User Info is just your name then your email address
Logon info is how you connect in ISP for mail and your password
Security should be as per Gmail


----------



## tlde

*Re: Outlook cannot receive mail from Gmail*

I just went 1 1/2 hours with Microsoft, and they say they proved that it is due to a recent change in Gmail accounts and I need to go to them. The same thing happens with Windows Mail, thus not an Outlook issue.
I asked them about add-ins - they checked it. And I am not using my ISPs server as you suggest.

Imap works in that the added Gmail folder is in outlook that syncs with Gmail - mirror of emails going to Gmail. But that is not what I want.


----------



## Corday

*Re: Outlook cannot receive mail from Gmail*

Check out all the suggestions at this url: How to Contact Gmail Support - About Email


----------



## tlde

*Re: Outlook cannot receive mail from Gmail*

I don't see how that link guides me.
But I do have a post in Gmail's forum; no help yet. Thanks.
I have noticed a good number of others with the same problem.


----------



## Corday

*Re: Outlook cannot receive mail from Gmail*

Try calling Google at 650-253-0000. The link I gave you should have directed you to an email help section, but it doesn't appear to.


----------



## tlde

*Re: Outlook cannot receive mail from Gmail*

I'll try that number.
Another verification that Outlook is not the problem:
I established a 2nd Gmail account, from which I get mail into Outlook.
The Outlook settings are exactly alike for both, and Gmail settings appear to be alike. Really strange.
I'll see what they say.


----------



## techdoc1

*Re: Outlook cannot receive mail from Gmail*

Download thunderbird. Mozilla Thunderbird with thinderbird, just have to put in your email address and password. It will outomatically detect your imap/pop settings. When I began having problems with my Outlook 07, i tried for a long time to get it fixed. (still hasnt been fixed) So i switched to Thunderbird/


----------



## Corday

*Re: Outlook cannot receive mail from Gmail*

OK, since the 2nd account works, did you set up a second profile? That would explain it. See: How to create and configure an email profile in Outlook 2010, Outlook 2007, and Outlook 2003


----------



## tlde

*Re: Outlook cannot receive mail from Gmail*

To be clear: I added the 2nd account when I could not get mail from the 1st. I immediately got mail from the 2nd. But I did not create a new profile. The only profile name in that mail setup is "outlook."
This would not explain why the 1st one did not work originally.

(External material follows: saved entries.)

PR #567, opened 2026-01-20
fix(bundle): cap tlogEntries during JSON parse

1seal:
summary:
- add a hard upper bound on `verificationMaterial.tlogEntries` in `(*bundle.Bundle).TlogEntries()` before allocating and parsing entries
- keep existing behavior for bundles within the cap (default max=100 as a reasonable upper bound); callers should still enforce overall bundle byte-size limits at ingestion
- add tests covering the cap behavior

### DIFF
--- a/pkg/bundle/bundle.go
+++ b/pkg/bundle/bundle.go
@@ -15,10 +15,8 @@
 package bundle
 
 import (
-	"bytes"
 	"crypto/x509"
 	"encoding/base64"
-	"encoding/json"
 	"errors"
 	"fmt"
 	"os"
@@ -48,7 +46,7 @@ var ErrDecodingB64 = fmt.Errorf("%w: decoding base64", ErrInvalidAttestation)
 
 const mediaTypeBase = "application/vnd.dev.sigstore.bundle"
 
-// defense-in-depth: bound attacker-controlled counts during parse.
+// defense-in-depth: bound the number of tlog entries processed from a bundle.
 // note: callers should still enforce overall bundle byte-size limits at ingestion.
 const maxAllowedTlogEntries = 100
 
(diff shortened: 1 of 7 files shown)


1seal:
note: this cap is enforced before protojson.Unmarshal; capping in Bundle.TlogEntries() is too late to affect parse-time allocation.

pkg/bundle/bundle.go
Hayden-IO, line 318: Sorry if I was unclear in the email, but this should be enforced here, not at unmarshaling time.

Hayden-IO (changes requested):

1seal:
update: per your request, the cap is now enforced in Bundle.TlogEntries() (before allocating/parsing entries) rather than during JSON unmarshaling.

pkg/bundle/bundle.go
```diff
@@ -301,6 +305,14 @@ func (b *Bundle) TlogEntries() ([]*tlog.Entry, error) {
 		return nil, nil
 	}
 
+	if len(b.VerificationMaterial.TlogEntries) > maxAllowedTlogEntries {
+		return nil, ErrValidationError(fmt.Errorf(
+			"too many verificationMaterial.tlogEntries: got=%d max=%d",
```
Hayden-IO:
```suggestion
			"too many transparency log entries in the bundle: got=%d max=%d",
```

pkg/bundle/bundle_test.go
```diff
@@ -31,6 +33,60 @@ import (
...
+		if i > 0 {
+			b.WriteByte(',')
+		}
+		b.WriteString(`{}`)
+	}
+	b.WriteString(`]}}`)
+	return b.Bytes()
+}
+
+func TestBundleUnmarshalJSON_TlogEntriesOverLimitFailsClosed(t *testing.T) {
```
Hayden-IO: Can you structure these tests as a table - https://go.dev/wiki/TableDrivenTests?

1seal:
done — updated the error string to "too many transparency log entries in the bundle: got=%d max=%d" and converted the cap tests to table-driven style. also updated the assertions to match the new error text.

Hayden-IO (dismissed):

kommendorkapten:
As the (proto) JSON parse is already happening for the bundle itself, this new check only enforces limits for parsing of the canonicalized body, right. So a big bundle could still create problems? That's fine as clients may first check the size of the bundle before accepting. 

However, we already have checks in place for the number of allowed tlog entries and signed timestamps:
https://github.com/sigstore/sigstore-go/blob/37d30e1b472bc742e2bbf17067f173bfc7f70ab5/pkg/verify/tlog.go#L32
https://github.com/sigstore/sigstore-go/blob/37d30e1b472bc742e2bbf17067f173bfc7f70ab5/pkg/verify/tsa.go#L24

Instead of setting a hard coded value in bundle.go TLogEntries, how about update the `SignedEntity` interface: https://github.com/sigstore/sigstore-go/blob/37d30e1b472bc742e2bbf17067f173bfc7f70ab5/pkg/verify/interface.go#L58

to accept the max parameter and return error if too many exists? This would be the same change for Timestamps too of course. This would be a breaking change though, as the api is public. I'm thinkin that we can adda new set of functions `LimitedTlogEntries(int max)` or something to not change the behavior of the existing ones. And possibly deprecate them?

What I don't fancy now is that we have two different mitigations in place, with different knobs for tuning. One to minimize overhead during parsing, and one to minimize overhead during verification. Combining them would be great.

1seal:
thanks, this is a great point and i agree with the concern.

if the cap is only enforced in bundle.go (e.g., in Bundle.TlogEntries), then protojson.Unmarshal has already materialized verificationMaterial.tlogEntries into an attacker-sized in-memory structure. in that shape, the check mainly limits the downstream per-entry parsing/canonicalization work, but it does not mitigate the parse-time allocation spike that motivated this change in the first place.

i agree that callers should enforce an overall bundle byte-size limit at ingestion, but for this specific issue the goal is to fail fast on attacker-controlled tlogEntries count *before* protojson.Unmarshal expands the array.

on the “two knobs” concern: +1, it would be nicer to have a single source of truth for these limits (tlog entries + timestamps) shared between parsing-time and verification-time mitigations.

to avoid a breaking change to SignedEntity, one possible path is:
- centralize the limits as shared exported constants (or a small shared package) and have both the parse-time guard and the verify-time checks reference the same values.
- optionally add new non-breaking APIs like LimitedTlogEntries(max int) / LimitedTimestamps(max int), keep existing methods as-is, and migrate verify to the limited variants over time.

happy to adjust the approach based on what you prefer (shared constants vs limited methods), but i’d recommend keeping the parse-time guard so large/invalid bundles don’t pay the allocation cost.

kommendorkapten:
> centralize the limits as shared exported constants (or a small shared package) and have both the parse-time guard and the verify-time checks reference the same values.

This is what I think would be the best option now to not cause any breaking changes.

1seal:
i centralized the caps into a shared exported package (pkg/limits) so both the bundle parse-time guard and verify-time checks reference the same values.

notable change: the bundle tlogEntries cap is now 32 (aligned with existing VerifyTlogEntry behavior). bundles with 33+ entries already cannot verify, so parsing now fails early instead of allowing 33–100 through.

also added the analogous shared constant for timestamps (MaxAllowedTimestamps = 32) and wired VerifySignedTimestamp to it.

note: the bundle guard runs after protojson.Unmarshal, so it does not cap allocations during JSON decoding; callers should still enforce bundle size limits at ingestion.

pkg/verify/tsa.go
```diff
@@ -18,11 +18,10 @@ import (
 	"errors"
 	"fmt"
 
+	"github.com/sigstore/sigstore-go/pkg/limits"
 	"github.com/sigstore/sigstore-go/pkg/root"
 )
 
-const maxAllowedTimestamps = 32
```
Hayden-IO, line 24: I'd keep this within the package rather than export a constant. It's not configurable either way and it keeps the exported API cleaner.

pkg/bundle/bundle.go
```diff
@@ -301,6 +302,17 @@ func (b *Bundle) TlogEntries() ([]*tlog.Entry, error) {
 		return nil, nil
 	}
 
+	// Note: this bound is enforced after protojson.Unmarshal, so it does not cap
+	// allocations during JSON decoding; callers should still enforce bundle size
```
Hayden-IO, line 306: Let's not be prescriptive here, we aren't suggesting any limits on bundle size. I'd remove the comment.

Hayden-IO (changes requested):

Hayden-IO:
Going to close this out, as verification already has a limit in place and providing an abnormally large bundle is possible in a number of ways.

BTW, Google won't answer tech. questions on the phone.


----------



## Corday

*Re: Outlook cannot receive mail from Gmail*

Are your accounts now POP or IMAP? Whichever, actually print all the settings and compare. There's got to be a difference somewhere.


----------



## tlde

*Re: Outlook cannot receive mail from Gmail*

Nothing is different.
I eliminated both accounts in Outlook and re-created the "bad" account - my original and only true email address. I let Outlook auto. set everything; result is exactly as before. Only works using IMAP - which I don't want.

It must be something due to Gmail; but I can't afford to close that account. I'm really surprised there is nothing in their support site that answers this particular issue.


----------



## Corday

*Re: Outlook cannot receive mail from Gmail*

Try configuring POP3 for only new messages. There might be way to much sitting on the server. Also, I might be wrong on this, but I thought auto setting was for IMAP only and POP needed to be done manually.


----------



## tlde

*Re: Outlook cannot receive mail from Gmail*

I have done that. In addition, I deleted all past mail on Gmail.
Can do auto. with both; and I have done it both ways for POP.
A real mystery!


----------



## Corday

*Re: Outlook cannot receive mail from Gmail*

To be absolutely sure whether it's an Outlook or Gmail problem do as techdoc1 suggested and see if TBird works. This is not for permanency, but for testing.


----------



## tlde

*Re: Outlook cannot receive mail from Gmail*

Ok, I downloaded MT and used the same email address - and POP.
When opened, it started downloading 2 years of emails; and I had eliminated all mail in Gmail. Don't know where it is finding all.
Also, don't know what to expect?


----------



## Corday

*Re: Outlook cannot receive mail from Gmail*

Send yourself a message. Go back to Outlook and see what happens.


----------



## tlde

*Re: Outlook cannot receive mail from Gmail*

I've never seen such strange results.
Finally, Thunderbird downloaded 1 3/4 years of emals: not just what was received, but what was sent, duplicates, etc.!!! Dont' trust that program.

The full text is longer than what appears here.